- **EXERCISE DIRECTIONS**
Where the string "summary" shows up in a line of the records, copy that line.

- **PROVIDED DATA**
PR #3013, opened 2026-08-04
fix(coordinator): replay the ready barrier to a daemon that reconnects after it released

### LINKED ISSUE #2998: Coordinator: a daemon that reconnects after the ready-barrier released never learns of it — its nodes hang in `init_from_env()`

heyong4725:
Fixes #2998.

## The bug

A daemon that disconnects while still pending is dropped from **both**
`daemons` and `pending_daemons`, so the `AllNodesReady` broadcast — which
iterates `daemons` — correctly skips it. On reconnect,
`reestablish_running_dataflow` relinked it but replayed nothing, and the
daemon never re-reports readiness (`reported_init_to_coordinator` is not
reset). Its `PendingNodes::external_ready` stays `None` for the life of the
dataflow and every node it owns parks in `init_from_env()` forever.

The #2938 latch cannot help: it converts "the broadcast fired before I
subscribed" into an answer, but this daemon never received the broadcast at all.

## The fix

Coordinator-side option from the issue — remember that the barrier released,
and re-send it to just that daemon on reconnect.

- `RunningDataflow::ready_barrier_released` records the release. In-memory
  only: after a coordinator restart `recovered` rebuilds with an empty
  `pending_daemons`, so the next `ReadyOnDaemon` broadcasts to everyone anyway.
- `release_barrier_message` builds the frame **and** sets the flag, so a
  broadcast that failed to record itself is a test failure rather than a
  convention.
- `all_nodes_ready_message` is shared by broadcast and replay so a replay
  cannot drift from the original — in particular it carries the same
  `exited_before_subscribe`. A blank success there would start a dataflow the
  coordinator already declared failed, the daemon-side trap #2990 hit.
- `reestablish_running_dataflow` is now `#[must_use] -> bool`, reporting
  whether the reconnecting daemon is owed a replay; wired at both the
  `Recovering` and `Running` reconnect paths.

The replay is **best-effort** (warn, not `?`). It runs inside `start_inner`,
the main event loop, where propagating would take down the coordinator and
every other dataflow because one just-reconnected daemon socket send failed —
which is exactly the flaky-link scenario this fix targets.

## Duplicate delivery is safe

A daemon connected at broadcast time, disconnected after, then reconnecting
receives a second `AllNodesReady`. That path calls `dataflow.start()`
(`daemon/src/lib.rs:2114`) with no `dataflow_started` guard. Verified benign:
`start()` skips intervals already in `_timer_handles`
(`running_dataflow.rs:456`) and `answer_subscribe_requests` drains
`waiting_subscribers` via `std::mem::take`, so the second call is a no-op.

## Tests

- `reconnecting_daemon_is_owed_a_barrier_replay_only_after_release` — the
  obligation is false before release, true after
- `broadcasting_the_barrier_records_it_even_with_no_daemon_reachable` — drives
  the real broadcast with zero connections, the #2998 shape exactly
- `releasing_the_barrier_records_it_on_the_dataflow` — the mark/message pairing
- `replayed_barrier_carries_the_same_failure_verdict_as_the_broadcast` — a
  replay must not carry a blank success

Mutation-verified: reverting the obligation, dropping the mark, blanking the
verdict, and swapping the marking builder for the plain one each fail a test.

**Coverage limit, stated plainly:** the socket send itself is not asserted —
there is no fake daemon connection, so no-oping `replay_all_nodes_ready` still
passes the suite. Multi-daemon reconnect coverage is tracked in #2999.

## Validation

- `cargo fmt --check`, `cargo clippy --all -D warnings`, `cargo check --examples` — clean
- Full workspace suite — green
- Linux CI dispatched on the branch: all 11 jobs green, including
  `Test (ubuntu-latest)`, `E2E Tests`, and `Semantic contract tests`
  (run 30885613740)

### DIFF
--- a/binaries/coordinator/src/handlers.rs
+++ b/binaries/coordinator/src/handlers.rs
@@ -656,6 +656,7 @@ pub(crate) async fn start_dataflow(
             BTreeSet::new()
         },
         exited_before_subscribe: Default::default(),
+        ready_barrier_released: false,
         daemons: daemons.clone(),
         nodes,
         node_to_daemon,
--- a/binaries/coordinator/src/lib.rs
+++ b/binaries/coordinator/src/lib.rs
@@ -6018,7 +6018,12 @@ mod tests {
         assert_eq!(summary.attempted, 1);
         assert_eq!(summary.failed, 0);
 
-        daemon_task.await.unwrap();
+        // Bounded: if the coordinator stops sending, this must fail fast
+        // rather than block forever and burn the CI job timeout.
+        tokio::time::timeout(Duration::from_secs(10), daemon_task)
+            .await
+            .expect("daemon task did not receive the expected message")
+            .unwrap();
     }
 
     #[tokio::test]
@@ -6106,7 +6111,12 @@ mod tests {
         assert_eq!(summary.attempted, 1);
         assert_eq!(summary.failed, 1);
         assert!(summary.failed > 0);
-        daemon_task.await.unwrap();
+        // Bounded: if the coordinator stops sending, this must fail fast
+        // rather than block forever and burn the CI job timeout.
+        tokio::time::timeout(Duration::from_secs(10), daemon_task)
+            .await
+            .expect("daemon task did not receive the expected message")
+            .unwrap();
     }
 
     #[tokio::test]
@@ -6241,7 +6251,12 @@ mod tests {
             Arc::new(HLC::default()),
         );
 
-        daemon_task.await.unwrap();
+        // Bounded: if the coordinator stops sending, this must fail fast
+        // rather than block forever and burn the CI job timeout.
+        tokio::time::timeout(Duration::from_secs(10), daemon_task)
+            .await
+            .expect("daemon task did not receive the expected message")
+            .unwrap();
     }
 
     #[tokio::test]
@@ -6319,7 +6334,12 @@ mod tests {
         .await
         .expect("subscription should succeed");
 
-        daemon_task.await.unwrap();
+        // Bounded: if the coordinator stops sending, this must fail fast
+        // rather than block forever and burn the CI job timeout.
+        tokio::time::timeout(Duration::from_secs(10), daemon_task)
+            .await
+            .expect("daemon task did not receive the expected message")
+            .unwrap();
         assert_eq!(Some(subscription_id), *seen_subscription.lock().await);
         assert_eq!(
             running_dataflows[&dataflow_id]
@@ -6524,7 +6544,12 @@ mod tests {
         )
         .await;
 
-        daemon_task.await.unwrap();
+        // Bounded: if the coordinator stops sending, this must fail fast
+        // rather than block forever and burn the CI job timeout.
+        tokio::time::timeout(Duration::from_secs(10), daemon_task)
+            .await
+            .expect("daemon task did not receive the expected message")
+            .unwrap();
         assert_eq!(
             *seen.lock().await,
             Some((subscription_id, dataflow_id)),
--- a/binaries/coordinator/src/lib.rs
+++ b/binaries/coordinator/src/lib.rs
@@ -3256,7 +3256,10 @@ fn reestablish_running_dataflow(
         "re-established running dataflow {} in live coordinator state after daemon {daemon_id} reconnect",
         record.uuid
     );
-    false
+    // The rebuilt entry carries the persisted release, so this path owes the
+    // replay exactly as the relink path does. Returning a flat `false` here is
+    // what left orphan-reclaim and coordinator-restart reconnects hanging.
+    record.ready_barrier_released
 }
 
 /// Tell a single daemon to stop a dataflow the coordinator has terminally given
@@ -4605,6 +4608,20 @@ async fn broadcast_all_nodes_ready(
     tracing::debug!("sending all nodes ready message to daemons");
     let message = release_barrier_message(uuid, dataflow, clock)?;
 
+    // Persist the release. The in-memory entry is destroyed by orphan reclaim
+    // and by coordinator restart; without a durable record of it, a daemon that
+    // missed this broadcast and reconnects afterwards is never replayed it and
+    // hangs for the life of the dataflow (#2998). Only on a *successful*
+    // barrier: a failed one is persisted by the failure path with its verdict,
+    // and must not be promoted to `Running` here.
+    if dataflow.exited_before_subscribe.is_empty()
+        && let Err(e) = dataflow
+            .make_record(StoreDataflowStatus::Running)
+            .and_then(|r| store.put_dataflow(&r))
+    {
+        tracing::warn!(dataflow = %uuid, "failed to persist ready-barrier release: {e}");
+    }
+
     // notify all machines that run parts of the dataflow
     for daemon_id in &dataflow.daemons {
         let Some(connection) = daemon_connections.get_mut(daemon_id) else {
@@ -5008,6 +5025,8 @@ mod tests {
             daemon_ids: vec![daemon_id.clone()],
             node_to_daemon: BTreeMap::new(),
             uv: false,
+            ready_barrier_released: false,
+            barrier_exited_before_subscribe: Vec::new(),
             generation: 3,
             created_at: 7,
             updated_at: 7,
@@ -5075,6 +5094,8 @@ mod tests {
             daemon_ids: vec![daemon_id.clone()],
             node_to_daemon: BTreeMap::new(),
             uv: false,
+            ready_barrier_released: false,
+            barrier_exited_before_subscribe: Vec::new(),
             generation: 3,
             created_at: 7,
             updated_at: 7,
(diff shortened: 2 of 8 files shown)


phil-opp:

What I verified:
- The `ready_barrier_released` flag is set inside `release_barrier_message` (`binaries/coordinator/src/lib.rs:4557`), which is the sole builder used by the real broadcast, so a broadcast can never fire without recording itself — `broadcasting_the_barrier_records_it_even_with_no_daemon_reachable` locks that in for the exact #2998 shape (no reachable daemon at broadcast time).
- The replay reuses `all_nodes_ready_message`, so it carries the same `exited_before_subscribe`; the `replayed_barrier_carries_the_same_failure_verdict_as_the_broadcast` test meaningfully guards against a blank-success replay that would start a dataflow already declared failed.
- `reestablish_running_dataflow` returns `ready_barrier_released` only in the relink branch and `false` when reconstructing from the record — consistent with the documented in-memory-only design (a reconstructed entry legitimately has no barrier history and relies on a fresh broadcast).
- Borrow flow across the `.await` is fine: the `&mut` from `reestablish_running_dataflow` ends before the immutable `get`, and `daemon_connections`/`clock` are borrowed independently. The `get_mut` change in `apply_disconnect_actions` is the necessary consequence of `broadcast_all_nodes_ready` now taking `&mut`.
- Replay targets only the reconnecting `daemon_id`, and a missing connection is handled as a warn+`Ok` rather than failing the whole reconciliation.

Consistent with the commit's own note, the actual socket send is not asserted (no fake daemon connection) and is deferred to #2999 — that's a coverage gap, not a defect in this diff.

---

heyong4725:
Confirmed, and fixed in 8732c00d1. The finding was right on every link:

- `PendingNodes::reported_init_to_coordinator` (`binaries/daemon/src/pending.rs:262`) is set once and never reset, so the daemon genuinely cannot prompt a fresh broadcast.
- `begin_orphaned_dataflow_reclaim` destroys the live entry whenever *every* daemon running the dataflow disconnects, so this is reachable in an ordinary multi-daemon dataflow, not only on coordinator restart.
- `recovered` hardcoded `ready_barrier_released: false`, so the reconstruct path reported no replay owed.

My doc comment claiming "the next `ReadyOnDaemon` broadcasts to every daemon anyway" was simply wrong, for exactly that first reason. That was worse than the gap itself, since it asserted coverage that did not exist.

**Fix:** the release is now persisted and restored.

- `DataflowRecord` gains `ready_barrier_released` and `barrier_exited_before_subscribe`.
- `make_record` mirrors both. It is the single snapshot point every store write goes through, so there is no second write to drift.
- `recovered` restores both; `reestablish_running_dataflow` returns the restored value on the reconstruct path instead of a flat `false`.
- `broadcast_all_nodes_ready` persists at release, which was necessary: the existing `Running` persist fires on spawn success, *before* the barrier releases, so a restart would otherwise still lose it. Guarded to successful barriers so a failed one is not promoted to `Running`.

The verdict had to travel with the flag. Restoring the release but blanking `exited_before_subscribe` would replay a bare success and start a dataflow the coordinator had already given up on.

**One thing the review did not reach, worth flagging.** The redb backend encodes with **bincode**, which is positional, so `#[serde(default)]` does nothing for it — the added fields shift the byte layout and an existing database would misdecode into structurally valid but wrong records. `SCHEMA_VERSION` is bumped 3 → 4; `open()` rejects a mismatch, the same remedy #1854 used. Without that bump this change would have corrupted live redb state on upgrade.

**Coverage.** Three new tests: the persist/rebuild round trip, the reconstruct path owing the replay, and the reconstructed failure verdict. Mutation-verified — dropping the flag or the verdict on either side of the round trip, and flattening the reconstruct return, each fail a test. Two of my earlier tests turned out to prove nothing (they asserted on `reestablish`'s return, which reads the record directly and bypasses both `make_record` and `recovered`); the round-trip test closes that.

Still true, and unchanged from the PR body: the socket send itself is not asserted, since there is no fake daemon connection. Multi-daemon reconnect coverage is tracked in #2999.

Local: fmt, `clippy --all -D warnings`, and `clippy -p dora-coordinator-store --features redb-backend` all clean; 117 coordinator + 37 redb-backend tests green, including the four schema-rejection tests. Full Linux CI dispatched on the branch.

heyong4725 (commented):
Two blocking findings remain on the current head (`8732c00d1`):

1. **[P1] Persist a failed barrier at the release boundary** (`binaries/coordinator/src/lib.rs:4611-4623`). The new durable latch is written only when `exited_before_subscribe` is empty. For a failed barrier, persistence is deferred to the later daemon-finish path. That leaves a real crash window: daemon B is disconnected, daemon A reports an exited-before-subscribe node, the coordinator broadcasts the failed barrier to the surviving set, then the coordinator restarts before A's finish event is stored. The record still says `ready_barrier_released = false` with an empty verdict. When B reconnects, the reconstruct path returns `false`, so B never receives the failed release and its pending nodes hang in `init_from_env()`—the same #2998 failure this PR is intended to make restart-safe. The release flag and verdict need to be stored regardless of success, without incorrectly promoting the status; a regression test should read the store immediately after a failed `broadcast_all_nodes_ready` and rebuild from that record.

2. **[P1] Replay the barrier's persisted-parameter side effect to the reconnecting daemon** (`binaries/coordinator/src/lib.rs:4574-4594`). The initial release deliberately couples `AllNodesReady` with `schedule_param_replay_for_ready_dataflow`, and a daemon absent from `dataflow.daemons` misses both. The reconnect path sends only `AllNodesReady`, so the daemon starts but never receives persisted desired params. The later state-catch-up loop does not cover the general case: when `last_ack == state_log_sequence == 0` it skips entirely, which includes params already present in the store before this running incarnation/restart. Please add a single-daemon persisted-param replay alongside the targeted barrier replay (or factor the existing scheduler) and cover it with the reconnect test.

Validation on a clean merge with current `origin/main` (`313ca4ccf`):

- Merge: clean, including overlapping coordinator files
- `cargo fmt --all -- --check`: pass
- `cargo test -p dora-coordinator-store --features redb-backend`: 37 passed
- `cargo test -p dora-coordinator`: 145 passed (119 unit, 22 control, 4 daemon)
- `cargo clippy -p dora-coordinator -- -D warnings`: pass

The schema-version bump and the persisted round-trip itself look correct. The two findings are at the boundary around that state: making every released outcome durable, and replaying all release-time state to the daemon that missed it.

phil-opp:
🤖 **Automated review by Claude** — fully automated, no human in the loop. Findings are advisory.

Re-reviewed after the persistence commit (`8732c00`), which landed after the previous automated review. No new issues found.

Spot-checks on the added persistence path:
- The release is now durably recorded: `broadcast_all_nodes_ready` (`binaries/coordinator/src/lib.rs`) persists via `make_record(Running)` at release, and `make_record`/`recovered` mirror `ready_barrier_released` + `barrier_exited_before_subscribe` symmetrically, so the flag and its verdict survive orphan reclaim and coordinator restart. Round-trip is covered by `the_release_survives_a_persist_and_rebuild_round_trip`.
- The success-only persist guard (`exited_before_subscribe.is_empty()`) does not open a hang: a failed barrier terminates the dataflow, and a reconnecting daemon then takes the `Failed { terminal: true }` branch (StopDataflow), not the `Running`/`Recovering` replay branches — so it is stopped rather than parked.
- `SCHEMA_VERSION` 3→4 is correct given redb's positional bincode encoding; `#[serde(default)]` alone would misdecode old rows.
- Borrow flow across the `.await` in the reconnect handler is fine: the `&mut` from `reestablish_running_dataflow` ends before the immutable `get`, and `daemon_connections`/`clock` are independent borrows.

As the author notes, the socket send itself is still unasserted (no fake daemon connection; tracked in #2999) — a coverage gap, not a defect in this diff.

---

heyong4725:
Both findings confirmed and fixed in 1c3052811.

**1. Failed barriers were not persisted at release.** Correct. `broadcast_all_nodes_ready` is reached with a non-empty `exited_before_subscribe` (`binaries/coordinator/src/lib.rs:457`) and nothing in that handler persists afterwards, so the release lived only in memory until some later failure path happened to write. A restart in that window leaves the record saying "not released" and reproduces #2998.

My guard was defensive about the wrong thing: I skipped the entire write to avoid promoting a failed dataflow to `Running`, when only the *status* needed guarding. The release now always persists; a failed barrier keeps whatever status the record already had, so nothing is promoted.

**2. The replay dropped the persisted-parameter half.** Correct, and the sharper of the two. The initial release is two halves — `AllNodesReady` plus `schedule_param_replay_for_ready_dataflow`. A daemon disconnected at broadcast time missed both, and my replay restored only the barrier, so its nodes would have been released with default state instead of the parameters the operator set. Silent wrong state rather than a hang, which is worse to diagnose.

`replay_all_nodes_ready` now replays that daemon's parameters as well. While fixing it I found the node-selection rule duplicated between the broadcast path and the replay path, so it is extracted as `nodes_on_daemon` and shared — the replay cannot select a different set than the broadcast would have.

**The coverage gap this PR kept deferring to #2999 is now closed.** I had been asserting the sends were untestable because there was no fake daemon connection. That was wrong — `ready_boundary_schedules_replay_for_daemon_nodes` in this same file already builds one (an mpsc channel plus a `pending_replies` map) and asserts on the exact bytes sent. `replaying_the_barrier_sends_it_and_the_params_to_that_daemon` uses that harness to drive the real replay and assert the reconnecting daemon receives both the `AllNodesReady` frame and the `SetParam` replay. It is bounded by a 10s timeout so a regression fails fast rather than wedging the job.

On that last point: I found this because a mutation stubbing the node selection to return nothing made `ready_boundary_schedules_replay_for_daemon_nodes` **hang** rather than fail. Worth noting independently of this PR — under a real regression that test would burn the CI job timeout instead of reporting a clean failure.

**Verification:** 120 coordinator lib + 22 + 4 tests green, fmt clean, `clippy --all-targets -D warnings` clean. Mutation-verified: reverting to a success-only persist, promoting a failed barrier to `Running`, and breaking the daemon filter in the node selection each fail a test. Full Linux CI dispatched on the new head.

heyong4725 (commented):
Re-reviewed current head `738c21b68`. The two prior blocking findings are resolved, and I found no new issues.

- Failed barriers are now persisted at the release boundary with their verdict while preserving the store's existing status. `a_failed_barrier_is_persisted_as_durably_as_a_successful_one` covers both durability and the no-promotion invariant.
- The reconnect path now replays the targeted daemon's persisted parameters after `AllNodesReady`, using the same extracted node-selection rule as the initial broadcast. `replaying_the_barrier_sends_it_and_the_params_to_that_daemon` exercises the real fake-connection transport and asserts both frames and the parameter reply.
- Bounding the five daemon-task awaits is appropriate; these are in-memory channel assertions, and the timeout converts a missing send into a named test failure instead of a job-level hang.

Validation on a non-committing merge with current `origin/main` (`313ca4ccf`):

- Integration merge and `git diff --check`: clean
- `cargo fmt --all -- --check`: pass
- `cargo test -p dora-coordinator`: 148 passed (122 unit, 22 control, 4 daemon). The socket-binding tests were rerun outside the sandbox after the sandbox correctly denied local listener creation.
- `cargo test -p dora-coordinator-store --features redb-backend`: 37 passed
- `cargo clippy -p dora-coordinator -- -D warnings`: pass

No remaining review blockers from this pass.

- **ANSWER SECTION**
         assert_eq!(summary.attempted, 1);
         assert_eq!(summary.failed, 0);
         assert_eq!(summary.attempted, 1);
         assert_eq!(summary.failed, 1);
         assert!(summary.failed > 0);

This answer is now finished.